Het hier afgebeelde schip met de naam “SⱯHR” op de spiegel, is van het type schepen waarmee de Nederlanders rond 1800 naar Japan voeren. Alleen de kunstenaar was geen groot kenner. Zo zien we een zgn. ‘blinde’, een dwarsscheeps zeil dat onder de boegspriet gevoerd wordt, maar dat in die tijd al lang niet meer werd gebruikt. Ook de giek (het onderste rondhout aan de bezaansmast, de achterste mast) werd eigenlijk niet meer gevoerd. Verder zouden de drie lijnen die vanaf de giek naar de gaffel (het bovenste rondhout aan de mast) lopen, aan de verschansing moeten vastzitten en niet aan de gaffel. Hierdoor waait de Nederlandse vlag ook niet helemaal correct. De vlag met de omgedraaide A aan de grote mast lijkt geïnspireerd op de A in het wapen van de Amsterdamse kamer van de V.O.C., maar dat werd voor zover bekend nooit los gevoerd en al helemaal niet ondersteboven.
Over de Nederlanders in Japan schreven de Japanners (in de 18e-eeuw):
Het land ligt in Europa in het Noordwesten van de wereld. Het heeft zeven provincies en zeventien heren die het besturen. Holland ligt tussen 50 en 53 graden vanaf de Noordpool en het is er erg koud land. De bewoners hebben vijf kenmerken: ze hebben hoge neuzen, blauwe ogen, rode haren, een witte huid en lange lichamen. Hun karakters heten letteru [letters], worden horizontaal geschreven en kunnen niet door Japanners of Chinezen of soortgelijken worden gelezen. Hun burukku [broeken] komen overeen met en worden gedragen als de Japanse momohiki. Hun jas heet rokko [rok] wat overeenkomt met onze jiban. Hun functionarissen dragen een mantel zoals onze maru kappa. Hun voedsel bestaat uit brood, gemaakt van tarwemeel en lijkend op een mochi en is gebakken. Zijn ze ook verzot op gevogelte, vlees en vet voedsel. Daarnaast eten ze veel rauwe daikon [radijs].
Het land ligt ver weg van Japan, volgens onze schatting 13.000 ri [ruim 51.000 km]. Tegenwoordig komen de Hollanders die naar Japan komen allen van Java en niemand uit Holland. Java is veroverd door de Hollanders en hun belangrijkste kasteel staat in Batavia, wat overeenkomt met de nederzetting van de roodharigen in Desjima in Japan. Java ligt ten zuiden van Japan, daarom komen ze in het regenseizoen met de zuiderwind in de vijfde maand en nadat ze hun goederen geïmporteerd hebben, vertrekken ze weer met de noorderwind in de negende maand.

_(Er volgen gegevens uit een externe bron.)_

PR #896, opened 2026-06-16
type: clean mypy errors in inspect, loader, onnx, optim and enforce in CI

xieofxie:
## Summary

Brings four `winml.modelkit` packages to **zero mypy errors** under the strict `[tool.mypy]` config, and wires them into the required CI type-check gate so they cannot regress.

- **inspect, loader, onnx, optim** — now 0 errors under `strict = true`.
- **`.github/workflows/lint.yml`** — adds the four packages to the `Type check (required)` step (12 → 16 packages). New errors in them now block the PR.

Fixes follow the repos typing playbook: narrow/fix at the source first; `cast()` only at genuine untyped third-party boundaries; `Any` only for true dynamic pass-throughs.

## Notable fixes

- **optim** — `BasePipe` is now generic over its config (`BasePipe[ConfigT]`, `ConfigT` bound to `PipeConfig`). This resolves all 6 Liskov `[override]` errors structurally and lets the pre-existing `# type: ignore[override]` in `rewrite.py` be removed. Test-driven `__post_init__` type validators in `registry.py` kept behind a file-level `# mypy: disable-error-code="unreachable"` pragma.
- **inspect** — corrected a stale `process_module` return annotation (cleared 3 `[unreachable]` + a `[return-value]` together); `assert export is not None` matching the existing codebase convention; hf-hub exceptions imported from their defining module `huggingface_hub.errors`.
- **onnx** — declared `SupportedONNXType`s dynamically-built lookup maps as typed `ClassVar`s (fixes the attr-defined + no-any-return cluster); `list[int | None]` for dynamic tensor dims; targeted `[call-arg]` ignores for onnxs pybind11-enum stubs.
- **loader** — boundary `cast()`s at untyped optimum/transformers returns; a typed local for the Case-2 model-class resolution instead of reusing a `type`-typed name.

## Housekeeping

- Normalized line endings back to **LF** on a handful of files that had been flipped to CRLF on Windows (pure line-ending change, no content difference).

## Out of scope

- `models` is left untouched (still has pre-existing errors) for a follow-up pass; it is intentionally **not** added to the required gate.


src/winml/modelkit/optim/pipes/surgery.py
```diff
@@ -314,9 +314,9 @@ def _remove_isnan_in_attention_mask(
             for i, inp in enumerate(node.input):
                 if inp in rewire_map:
                     node.input[i] = rewire_map[inp]
-        for out in model.graph.output:
-            if out.name in rewire_map:
-                out.name = rewire_map[out.name]
+        for graph_out in model.graph.output:
```
DingmaomaoBJTU, line 317: **Missing type parameter (inconsistency with this PR's own refactor).** `BasePipe` was made `Generic[ConfigT]` in this PR, and `ORTFusionPipe`, `ORTGraphPipe`, and `RewritePipe` were all updated to `BasePipe[ConcreteConfig]`. `SurgeryPipe` at line 79 still reads `class SurgeryPipe(BasePipe):` — it should be `class SurgeryPipe(BasePipe[SurgeryPipeConfig]):` for consistency and to get the narrowed types in `build_config`/`process`/`should_process`.

src/winml/modelkit/loader/resolution.py
```diff
@@ -402,7 +408,7 @@ def resolve_task(
         )
 
     # --- Stage 1: detection -----------------------------------------------
-    opt_task: str | None = None
+    opt_task = None
```
DingmaomaoBJTU: **Redundant reassignment.** `opt_task` was just declared `str | None = None` before Stage 0 (line 357), and Stage 0 always returns early when entered, so `opt_task` is guaranteed `None` here. The second `opt_task = None` adds noise. The hoisted comment above explains the intent well — the Stage-1 reset can just be removed.

src/winml/modelkit/inspect/resolver.py
```diff
@@ -269,7 +269,10 @@ def resolve_exporter(
     # Check MODEL_BUILD_CONFIGS for predefined config
     if model_type_normalized in MODEL_BUILD_CONFIGS:
         config: WinMLBuildConfig = MODEL_BUILD_CONFIGS[model_type_normalized]
+        # MODEL_BUILD_CONFIGS entries are HF export configs; export is None only on
+        # the direct-ONNX build path, which never reaches this registry lookup.
         export_config = config.export
+        assert export_config is not None, "MODEL_BUILD_CONFIGS entries require export"
```
DingmaomaoBJTU: **Assert used for type narrowing — fragile in production.** The comment correctly explains that `export_config` is never `None` here by construction, but Python's `-O` flag disables asserts. Prefer an explicit guard: `if export_config is None: raise ValueError('MODEL_BUILD_CONFIGS entries require export config')`. This gives a clear error message in optimized builds and avoids relying on a runtime assert for an invariant of the registry.

src/winml/modelkit/optim/registry.py
```diff
@@ -16,6 +16,13 @@
 - Configuration validation
 """
 
+# The isinstance() guards in each capability's __post_init__ are unreachable per
+# the (statically-typed) field annotations, but are kept as runtime validation:
+# dataclass construction does not enforce field types, and tests in
+# test_registry_cli.py exercise these TypeError paths. Silence [unreachable] here
```
DingmaomaoBJTU: **Module-level mypy directive is broader than needed.** `# mypy: disable-error-code='unreachable'` silences `[unreachable]` for the *entire* `registry.py`. If a genuine unreachable branch is introduced elsewhere in this file in the future, mypy won't catch it. Prefer per-line `# type: ignore[unreachable]` on each specific `isinstance()` guard that triggers the warning, so the suppressor is narrowly scoped.

DingmaomaoBJTU (commented):
Reviewed 24 changed files. Type annotations are generally correct and well-motivated. Found one consistency gap (SurgeryPipe missing new type parameter), one redundant reset, one fragile assert-for-narrowing, and one overly-broad module-level mypy suppressor.

src/winml/modelkit/optim/pipes/surgery.py
xieofxie: Good catch — fixed in c2feb8a. `SurgeryPipe` is now `BasePipe[SurgeryPipeConfig]`. (The original edit existed but a `main` merge had reverted it, along with a loop-var rename in the same file.)

src/winml/modelkit/loader/resolution.py
xieofxie: Fixed in c2feb8a — removed the redundant Stage-1 `opt_task = None`; it now relies on the hoisted declaration.

src/winml/modelkit/inspect/resolver.py
xieofxie: Agreed on the `-O` concern — fixed in c2feb8a. Replaced the assert with an explicit `if export_config is None: raise ValueError(...)` carrying a clear message.

src/winml/modelkit/optim/registry.py
xieofxie: Fixed in c2feb8a — replaced the file-level pragma with per-line `# type: ignore[unreachable]` on the three validator lines (98/125/157), each with a short rationale comment.

src/winml/modelkit/optim/pipes/surgery.py
```diff
@@ -76,7 +76,7 @@ class SurgeryPipeConfig(PipeConfig):
 # =============================================================================
 
 
-class SurgeryPipe(BasePipe):
+class SurgeryPipe(BasePipe[SurgeryPipeConfig]):
```
DingmaomaoBJTU, line 79: **[RESOLVED]** Finding #1 (warning). `SurgeryPipe` now correctly inherits `BasePipe[SurgeryPipeConfig]`, consistent with `ORTFusionPipe`, `ORTGraphPipe`, and `RewritePipe`.

src/winml/modelkit/loader/resolution.py
```diff
@@ -402,7 +408,7 @@ def resolve_task(
         )
 
     # --- Stage 1: detection -----------------------------------------------
-    opt_task: str | None = None
+    # opt_task stays at its hoisted None until a detection sub-stage sets it.
```
DingmaomaoBJTU, line 411: **[RESOLVED]** Finding #2 (info). The redundant `opt_task = None` reset is replaced with a clarifying comment. Clean.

De Hollanders noemen hun schepen skippu en zijn imposant gebouwd. Om te beginnen maken ze de romp van grote spanten. Vervolgens worden kruiselings vierkante blokken met kastanje hout bevestigd en alle naden met pek en teer afgedicht. Het deel van de romp dat onder water ligt, wordt van een laag lood voorzien. Bij het breedste deel is het schip 3 jo (9m), de lengte is 15 jo (45m), de diepgang is 3 jo 8 shaku (11,4m). Schepen zijn altijd opgebouwd uit 3 dekken, de afstand tussen de dekken is 9 shaku (2,73m) en er zijn 4 masten. De lengte van de hoogste mast is 19 jo (57,6m) en er zijn in totaal 17 zeilen en 12 vlaggen. Er zijn meer dan 30 kanonnen aan boord en elk kanon vuurt kogels af van 3 kwan (11,25kg). De bemanning bestaat uit meer dan 100 man (de Schellach had een bemanning van 189-400 koppen). De officieren bestaat o.a. uit een kapitein, factor [afgezant], stuurman, koopman en loods en zijn allemaal mensen van de upperclass. De mensen daaronder heten matorosu [matrozen] en zijn allemaal van de lower class. Voorts zijn er van deze lower class een hoop swardo jongo [zwarte jongen] en komen niet uit Holland. Ook kopen de Hollanders koelies uit Batavia, of van een de andere eilanden en gebruiken deze als slaven. Omdat ze uit de tropen komen, zijn ze allemaal zeer zwart.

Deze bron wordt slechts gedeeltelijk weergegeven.